Just as there are words that say nothing, there are silences that say everything. There are silences that accuse and silences that kill. Silences that arise from impossibility, fear or bewilderment and silences that express supreme power. Prudent silences and distressing silences. Silences that repress and silences that free.
"The deepest rivers are always the quietest ones"
(Quinto Curcio Rufo)
In reality, we could speak of a real language made up of silences. Among the various forms of silence, there is a terrible one, because it contains a cry. It is the silence that comes after a traumatic experience, in front of which one cannot describe one's feelings in words.
Silence and horror
Silences that hide screams are almost always associated with horror. Horror is not synonymous with terror: terror is an intense fear, while horror can be both a feeling of fear and aversion. Terror is caused by a material source, horror, on the other hand, from an unspecified source.

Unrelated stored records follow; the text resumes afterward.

PR #178, opened 2025-10-15
Upload Validator Age: Relax Constrant

mrmizz:
Do not assert owner of vote account is vote program. 

This vote account could be closed, or even realloced as belonging to a new program. Regardless, it was used to seed a validator history account, and we still want to be able to upload validator age data here. This is safe because the instruction does not read any state from the vote account.

### DIFF
--- a/programs/validator-history/src/instructions/upload_validator_age.rs
+++ b/programs/validator-history/src/instructions/upload_validator_age.rs
@@ -2,7 +2,8 @@ use crate::{
     errors::ValidatorHistoryError,
     state::{Config, ValidatorHistory},
 };
-use anchor_lang::prelude::*;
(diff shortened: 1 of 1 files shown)


programs/validator-history/src/instructions/upload_validator_age.rs
```diff
@@ -13,8 +13,7 @@ pub struct UploadValidatorAge<'info> {
     )]
     pub validator_history_account: AccountLoader<'info, ValidatorHistory>,
 
-    /// CHECK: fine since we are not deserializing account
-    #[account(owner = vote::program::ID.key())]
+    /// CHECK: This account may be closed
```
ebatsell: actually a bit safer to do `vote program || system program`. I think we have this somewhere else...

PR #185, opened 2025-10-17
feat: Directed staking onchain

gzalz:
# JitoSOL Directed Staking

## Overview
Directed staking enables a permissioned set of stakers to delegate the SOL underpinning their JitoSOL balance towards specific permissioned validator preferences. Directed staking delegations will occur at the start of every epoch and the source-of-truth for directed stake delegation target amounts will be a permissioned upload operated by Jito Labs. Certain constraints such as per-epoch un-staking caps and an undirected stake TVL floor are applied to prevent yield drag and an imbalance of the stake pool in a way that dis-proportionately favors directed stake.

### Steward State Machine
- **RebalanceDirected** at 0% epoch progress of every epoch  
- **Idle** when `REBALANCE_DIRECTED_COMPLETED` flag is set  
- **ComputeScores** at 50% epoch progress of scoring epoch  
- **ComputeDelegations** when `COMPUTE_SCORES` flag is set during scoring epoch  
- **Idle** when `COMPUTE_DELEGATIONS` set during scoring epoch  
- **ComputeInstantUnstake** at 90% of epoch progress every epoch  
- **Rebalance** when `COMPUTE_INSTANT_UNSTAKE` flag set every epoch  
- **Idle** when StewardState progress is complete every epoch  
- When a new epoch has been detected the `EpochMaintance` will reset state to `RebalanceDirected` and clear per-epoch flags

### Authorities
- **`directed_stake_whitelist_authority`**  
  The permissioned authority for instructions that add or remove permissioned entities from the whitelist. Practically speaking, this will be a multi-sig address.

- **`directed_stake_meta_upload_authority`**  
  The permissioned authority for instructions that copy target values to the directed stake meta. Practically speaking, this will be a hot wallet running on our stakenet keeper instances.

### Parameters
- **`directed_unstake_cap_bps`**  
  The maximum percent of stake pool TVL allowed to be unstaked from directed staking targets in a single epoch.

- **`undirected_stake_floor_lamports`**  
  The minimum undirected stake TVL in-order to permit directed stake rebalance increases.

### Steward State
- **`directed_unstake_total`**  
  Tracks the amount of directed stake that has been unstaked in the current epoch. This is reset when the state-machine transitions out of the state `RebalanceDirected` to ensure that it starts as zero at the start of each epoch

## Directed Stake Whitelist
The directed stake whitelist is the source-of-truth for permissioned stakers and validators. This list differentiates between user directed stakers and protocol directed stakers for future off-chain meta calculations and business purposes. Instructions to add and remove stakers and validators are permissioned by the `directed_stake_meta_whitelist_authority`.

## Directed Stake Ticket
A directed stake ticket declares a permissioned staker’s delegation preferences. Delegation preferences must be made up of permissioned validators and the total number of allocations per-ticket cannot exceed 10,000 basis points.

## Directed Stake Meta
The directed stake meta is the source-of-truth for validator target delegation amounts and tracking the number of lamports that have been staked with that validator attributable to directed staking. Each stake target within the stake meta will track: the vote pubkey of the validator, the target delegation amount, the staked amount, the epoch the target was last updated, and the epoch the target was last rebalanced (and staked amount last updated).

### Directed Stake Whitelist Lifecycle Instructions
- Initialize  
- Realloc  

### Directed Stake Ticket Lifecycle Instructions
- Initialize  
- Close  

### Directed Stake Meta Lifecycle Instructions
- Initialize  
- Realloc  

### Directed Stake Ticket Update Instruction
- `UpdatedDirectedStakeTicket`

### Directed Stake Meta Copy Instruction
- `CopyDirectedStakeTargets`

### Rebalance Instructions
- `Rebalance`  
- `RebalanceDirected`


programs/steward/src/state/steward_state.rs
```diff
@@ -225,6 +232,22 @@ impl IdlBuild for StewardStateEnum {
                         name: "Rebalance".to_string(),
                         fields: None,
                     },
+                    IdlEnumVariant {
+                        name: "RebalanceDirected".to_string(),
+                        fields: None,
+                    },
+                    IdlEnumVariant {
```
gzalz: Delete these old state enum entries

programs/steward/src/state/steward_state.rs
```diff
@@ -360,15 +393,20 @@ impl StewardState {
...
         let completed_loop = self.has_flag(REBALANCE);
+        let completed_directed_rebalance = self.has_flag(REBALANCE_DIRECTED);
 
         if current_epoch >= self.next_cycle_epoch {
             self.reset_state_for_new_cycle(
                 current_epoch,
                 current_slot,
                 num_epochs_between_scoring,
             )?;
+        } else if !completed_directed_rebalance {
```
gzalz: This is now the init state. Transition from idle not required. We need to determine how we transition from Idle to ComputeScores/Delegations. This should be based on epoch progress.

programs/steward/src/directed_delegation.rs
```diff
@@ -0,0 +1,174 @@
...
+    }
+
+    let vote_pubkey = directed_stake_meta.targets[target_index].vote_pubkey;
+    let target_lamports = directed_stake_meta
+        .get_target_lamports(&vote_pubkey)
+        .ok_or(StewardError::ValidatorIndexOutOfBounds)?;
+
+    let delta_lamports = target_lamports.saturating_sub(current_lamports);
+
+    if delta_lamports == 0 {
```
gzalz: The current lamports check at the end could be moved up here

programs/steward/src/instructions/rebalance_directed.rs
```diff
@@ -0,0 +1,368 @@
...
+                    ctx.accounts.system_program.to_account_info(),
+                    ctx.accounts.stake_program.to_account_info(),
+                ],
+                &[&[
+                    StewardStateAccount::SEED,
+                    &ctx.accounts.config.key().to_bytes(),
+                    &[ctx.bumps.state_account],
+                ]],
+            )?;
+            msg!("decrease_validator_stake_with_reserve successful");
```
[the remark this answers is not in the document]
gzalz: Add even more information. How many llamports? What validator? We can debug better with more information.

tests/tests/steward/test_directed_increase_decrease.rs
```diff
@@ -0,0 +1,482 @@
...
+        1_000_000,
+        5_000_000,
+        1_000,
+        2_000_000,
+    );
+
+    assert!(result.is_ok());
+    match result.unwrap() {
+        RebalanceType::Decrease(components) => {
+            assert!(components.directed_unstake_lamports > 0);
```
gzalz: Exact amounts plz!

programs/steward/src/state/directed_stake.rs
```diff
@@ -0,0 +1,404 @@
...
+            if target.staked_last_updated_epoch != epoch {
+                return false;
+            }
+        }
+        true
+    }
+}
+
+#[derive(BorshSerialize)]
+#[account(zero_copy)]
```
aoikurokawa: i think don't need account macro, reference from ValidatorHistoryEntry
https://github.com/jito-foundation/stakenet/blob/feb71e7e6a4e90ea6e7ed4a5bfe905bb547224cc/programs/validator-history/src/state.rs#L153

programs/steward/src/instructions/close_directed_stake_ticket.rs
```diff
@@ -0,0 +1,48 @@
...
+#[derive(Accounts)]
+pub struct CloseDirectedStakeTicket<'info> {
+    #[account()]
+    pub config: AccountLoader<'info, Config>,
+
+    #[account(
+        mut,
+        close = authority
+    )]
+    pub ticket_account: AccountLoader<'info, DirectedStakeTicket>,
```
mrmizz: I believe we need to add the config pubkey to the derivation of the ticket_account. Here, and in the respective init instruction for ticket accounts.

It seems that there is a bug here, where someone could pass in a "rogue" config account, and close this ticket account.

The flow would be like this. A random keypair goes to the spl-stake-pool program and creates a stake pool. From what I can tell, that is a permissionless instruction. Then they would go to the steward program and create a new steward account and respective config. That config would specify their own `.directed_stake_whitelist_authority`. And then pass that authority in as a signer here.

I've scanned the steward program, and this ticket account is the only PDA that does not use the config pubkey as a seed.

PR #200, opened 2025-11-11
CLI, Keeper: RebalanceDirected

aoikurokawa:
### Problem

In the off-chain get_directed_staking_validators function, iterating through all validators from the stake pool's validator list instead of iterating through the target validators from the directed stake metadata. This caused an edge case failure when a validator was previously in the stake pool validator list but had since been removed.

### Solution

Changed the approach to send instructions for all target validators from the directed stake metadata. When a target validator doesn't exist in the current validator list:

Pass u64::MAX as the validator_list_index
Pass Pubkey::new_unique() as the transient_address

This way, you handle both active validators and those that have been removed from the stake pool validator list.


gzalz (approved):
LGTM. Thanks for tackling

```
> Program logged: "Instruction: RebalanceDirected"> Program logged: "Validator no longer apart of validator list, marking as rebalanced for this epoch."> Program consumed: 19892 of 1399850 compute units
```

Basically, one experiences terror in front of an identifiable object or situation (a wasp, a dictator, an imaginary monster, etc.); horror is experienced in front of a latent threat, deriving from an object that insinuates itself, but which does not completely define itself. The horror is felt in the face of beings from beyond, disasters, persecutions, etc.
The level of indefinability of such threats is one of the factors leading to the use of silence. How can one speak of extreme fear or aversion if it is not even clear what exactly they come from or what harm they can cause? One can only perceive that it is something terrible, but other than that, there is nothing else evident.
Terror is felt in front of a hungry lion in an isolated meadow; horror is experienced after the death of a loved one. In both cases, a kind of astonishment appears, but in the horror there is also the weight of the impossibility of describing, of explaining.
The horror causes those silences that hide screams. Words fail to express the magnitude of what it feels like, they are not enough. Everything that is said seems futile, because it does not free you from pain and does not allow others to understand that suffering.
In these cases, the words seem completely in vain. For this reason, verbal communication is replaced by silences, but also by tears, by gestures of displeasure, by sighs, etc. However, not even these expressions allow us to overcome pain: they are only the repetition of it.
The cry and the poetry
The word is the only force capable of restoring meaning to our experiences. By means of it, we can give order to the world in our mind and bring out from our soul all the forms of pain that inhabit it. We can unlock and move on.
The cry is our first expression of life at the time of birth. With this initial scream, we announce that we have arrived, that we have overcome the first big break in our life: we have been separated from our mother and we announce to the world that we need it to continue living.
Sometimes, when we are already adults, we feel that only a loud cry can express what we have inside. Only an inarticulate and violent expression can say that we are helpless beings who need others.
However, we cannot go around the street screaming at the top of our lungs; because of this, the cry that fails to make its way is replaced by silence. Both the dull scream and the silence itself speak of the impossibility of articulating a speech, of giving a coherent testimony of what happens to us.
So what's the way out? We need to shout and we cannot, we need to speak, but words are not enough. What is left for us to express this suffering in which continuing to live hurts us every second that passes?
When ordinary language is useless, poetry becomes an urgency. And it is not just a set of structured verses, but includes all forms of expression that make use of the figurative sense to materialize.
Poetry is song, dance, painting, photography, craftsmanship. It is weaving, sewing, decorating, restoring. All creative acts made voluntarily to shape the perceived pain are part of the poem.
Cutting, sculpting, cooking… Cooking? Yes, even cooking. Have you ever read the book "Sweet as Chocolate"? The writer, Laura Esquivel, tells us about a woman who transmits her pain through food and makes others cry in delight.
When the words are insufficient and the cries are stifled, we find the germ of poetry in all its forms. That is the place of ourselves we must go to when we are overwhelmed by horror and pain.